# Budgie sneeze fit?



## robinbirds (Oct 18, 2019)

My female budgie Green is doing this for a week. Please help.





Sent from my Redmi Note 4 using Tapatalk


----------



## Cody (Sep 5, 2013)

She does not look like she is sneezing to me, her nares look clear in the video, it looks more as if it is coming from the throat like there is something stuck, and it does not look like a normal regurgitation that you see when birds feed one another. Have you seen anything come out of her mouth when she is doing this? Do you have an avian vet you can take her to?


----------



## robinbirds (Oct 18, 2019)

Nothing comes out of her mouth when she does this. There is no avian vet in my town but there is a veterinary hospital for animals. She does this several times a day but she seems normal all the other times. She's eating and playing well.

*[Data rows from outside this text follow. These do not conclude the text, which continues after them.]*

PR #887, opened 2019-06-12
Delete duplicated "details_url" from manifest.json

ottodevs:
This commit pretends to remove "details_url" that seems duplicated from line 6 to me.
Was probably not harming too much, but IMHO is better to fix the duplication, does it make sense?


sohkai:
Hmm, good catch @ottodevs! This might've been a result of a merge conflict, I see a few other apps also have this issue :/. Will fix and merge this!

PR #895, opened 2019-07-02
Travis: remove deprecated sudo

sohkai:
See https://github.com/aragon/aragon/pull/856.


sohkai:
Not quite sure what's going on with the coverage report, but all the coverage tests (that aren't expected to fail) pass :shrug:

Sent from my Redmi Note 4 using Tapatalk


----------



## FaeryBee (May 9, 2011)

*Hi! :welcome: to Talk Budgies

I agree with Cody - it doesn't look like a sneeze but I do think it is something that should be checked out by a veterinarian who has experience in dealing with small birds. I'd be sure to take the video in with you when you take your female into the vet, just in case she doesn't exhibit the behavior when she's in the clinic for her exam.

The Avian Physical Examination

Please take the time to read through the Site Guidelines, all of the How To Guides, the FAQs, the Budgie Articles and the stickies located at the top of each section of the forum.

Truly, the very BEST advice anyone can offer you is to take the time to read ALL of the stickies throughout the various Talk Budgie forums as well as the Budgie Articles we have posted.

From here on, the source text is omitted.